GDP: US$130.3bn (2009) (World Bank)
GDP per head: US$ 4,200 (2009) (World Bank)
Annual growth: 9% (2010) (BCR Central Bank)
Inflation: 2.08% (2009) (BCR Central Bank)
Unemployment: 7.6% (2009) (INE, Peru office of Statistics)
Major industries: Mining, hydrocarbons, fishing, textiles, food processing, agriculture, financial services and tourism.
Major trading partners: United States, Latin American countries, European Union and Asia.

The Peruvian economy has enjoyed continued growth and isamong the top performers in Latin America, with an average GDP growth of 6% between 2001 and 2010. GDP growth jumped to almost 9% in 2010, largely due to increased investment in mining, increases in commodity prices and a booming construction sector. Growth is forecast to be around 4.2% in 2011. Inflation dropped to 2.08% in 2010, a slight increase from 2.0% in 2009.

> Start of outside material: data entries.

PR #936, opened 2026-08-21
Upgrade hydra client to v26 and remove custom device flow client

nsklikas:


docker/traefik/login-ui-routes.yml
```diff
@@ -16,12 +16,12 @@ http:
...
 
-    # /api/device
-    login-ui-public-api-router-api-device:
+    # /api/hydra
+    login-ui-public-api-router-api-hydra:
       entryPoints:
         - web
         - websecure
-      rule: "Path(`/api/device`)"
+      rule: "PathPrefix(`/api/hydra`)"
```
natalian98, line 24: nit: we probably want to update the [skill](https://github.com/canonical/identity-platform-login-ui/blob/c0f0e24ce26435e31fb7c45667ed2e82b86347de/.github/skills/debug-browser-errors/SKILL.md?plain=1#L98) as well, it's good to keep it up to date if we switch back to copilot

natalian98 (dismissed):
lgtm, let's also remember to update the login ui [routes](https://github.com/canonical/identity-platform-login-ui-operator/blob/36b546b21dcbc0ae14ae3154acaf257a497deead/templates/public-route.json.j2#L36-L54) (both on main and on track/istio branch)

natalian98 (approved):

PR #970, opened 2026-09-09
Separation of the frontend part of the project

BarcoMasile:
## Description

This pull request completes the separation and complete removal of the Next.js frontend user interface from this backend repository. The frontend now lives and is maintained in its own dedicated repository.

With these changes:
- **Frontend Code Removal**: Deleted the entire `ui/` directory containing Next.js source code, components, pages, Nginx configurations, UI Dockerfile, and Playwright E2E browser tests.
- **Backend Architecture**: The Go server now acts strictly as a stateless REST API / BFF microservice without any embedded static assets (`//go:embed ui/dist`), static file handlers, or Node.js build steps.
- **Build & CI Simplification**: Removed `npm-build`, `test-e2e`, and `test-e2e-debug` targets from the `Makefile`, removed the `frontend-ui` service from `docker-compose.yml`, updated `.dockerignore` and `renovate.json` to drop NPM package rules, and updated CI workflows (`ci.yaml`, `tiobe.yaml`) to run purely Go testing and compilation.
- **Documentation**: Updated developer instructions, `README.md`, `CONTRIBUTING.md`, and Copilot prompts to reflect the backend-only project structure and workflows (`make build`).

---

### 1. Frontend Code & Asset Clean-up
- Deleted `ui/` directory and obsolete instructions (`.github/instructions/frontend.instructions.md`, `playwright.instructions.md`).
- Deleted Playwright E2E workflow (`.github/workflows/e2etest.yaml`). E2E browser tests are now located in the standalone frontend repository.

### 2. Build Tooling & Orchestration
- Removed `npm-build`, `test-e2e`, and `test-e2e-debug` targets from `Makefile`.
- Removed `frontend-ui` container service from `docker-compose.yml`.
- Cleaned up `ui/` and `node_modules` entries from `.dockerignore`.
- Removed NPM / UI package manager rules from `renovate.json`.
- Removed Node.js setup and `npm-build` steps from `.github/workflows/tiobe.yaml` and removed `e2e-test` job dependency from `.github/workflows/ci.yaml`.

### 3. Documentation & Developer Tooling
- Updated `README.md` and `CONTRIBUTING.md` build instructions (`make build`).
- Updated `.github/copilot-instructions.md` and `.github/prompts/setup-dev-env.prompt.md` for backend-only setup.

---

## How Has This Been Tested?

- **Go Unit Tests & Vet**: Ran `make test` — all Go unit tests passed cleanly (`ok`) and `go vet` reported zero issues.
- **Go Compilation**: Ran `make build` / `go build -o app ./` — compiled the standalone Go binary `./app` successfully without errors or static asset dependencies.


ui/Dockerfile
nsklikas, line 1: idea (not sure if possible): wouldn't it be simpler to just compile the frontend and mount it to an nginx container so that we don't have to build the image?

Dockerfile
nsklikas, line 1: concern: this will eventually drift from the rockfile, wouldn't it be more practical to wrap the docker command with a script that builds the rock?

ui/config/useAppConfig.tsx
```diff
@@ -66,7 +66,11 @@ function AppConfigProvider({
   );
 
   useEffect(() => {
-    fetch("../api/v0/app-config", { cache: "no-store" })
+    const apiBase = process.env.NEXT_PUBLIC_API_URL ?? "";
```
nsklikas, line 69: Do we need this? This is calculated at build time so it can't be used for routing.

docker/traefik/login-ui-routes.yml
```diff
@@ -62,10 +62,14 @@ http:
...
       rule: "PathPrefix(`/ui`)"
-      service: login-ui-public-api-service
+      service: frontend-ui-service
 
   services:
     login-ui-public-api-service:
       loadBalancer:
         servers:
           - url: "http://172.17.0.1:4455"
+    frontend-ui-service:
```
nsklikas, line 72: not 100% sure: Isn't this duplicated by the changes to the docker-compose?

nsklikas (commented):
Overall lgtm, I have some minor comments.

Some extra notes/questions:
- We will need to set the CSP headers when we serve the FE from S3 from the login-ui charm. Maybe we should add them to the nginx config so that we don't forget it
- Is serving the frontend from S3 preferable to simply packing it in an nginx image and serving from there?
- When the frontend is moved to a new repo, we will need to somehow be able to fetch it so that the dev setup still works. Any idea how that will work?

ui/Dockerfile
BarcoMasile: TBD: this will be also part of the discussion with the team as we don't have an answer yet and we need to think about how to charm it properly

(btw I'm a big fan of the ngnix solution)

ui/config/useAppConfig.tsx
BarcoMasile: I'd leave it, as it's part of the agent implementation and it's coherent with the other changes

Dockerfile
BarcoMasile: I haven't given this thought, this piece of dockerfile is only for making sure the separation is successful.
After this PR we're going to create a separate repository so this will not be here anymore
Depending on how we want to take care of the separated frontend at the charm level, we can rely on the rock or on whatever we feel it's best
I think the rock is a great candidate

docker/traefik/login-ui-routes.yml
BarcoMasile: I think it relies on the nginx spun by the docker compose, as it uses it's dns basically

wood-push-melon:
One question: does the backend need to specify `AllowedCredentials` to true?

cmd/serve.go
wood-push-melon, line 145: A question (might be wrong): should we remove the `KratosPublicURL`?

BarcoMasile: I'll take note of this and check
This PR won't be merged for now, it's needed as a POC for proving the separation can happen.
Subsequent adjustments will come after we close this story

I wouldn't want to change the logic and risk breaking anything since the split is already a commitment

docker/traefik/login-ui-routes.yml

The currency composition of government debt has improved markedly in recent years. Moody's Investors Service has recently revised its outlook on Peru's Baa3 foreign-and local-currency government bond ratings to positive from stable, indicating the ratings are closer to being upgraded.

The main drivers of growth have been traditional exports such as mining, agriculture, fisheries and increased infrastructure investment. Non-traditional agricultural and minerals exports are also doing well.

Peru currently benefits from various preferential trade arrangements, which cover the most important export products and markets. Peru's Free Trade Agreements with the US and China came into force in early 2009 and 2010 respectively. The EU-Peru trade agreement should come into effect in 2012. Negotiations on other trade agreements with Asian countries such as Japan, Korea and Singapore are progressing.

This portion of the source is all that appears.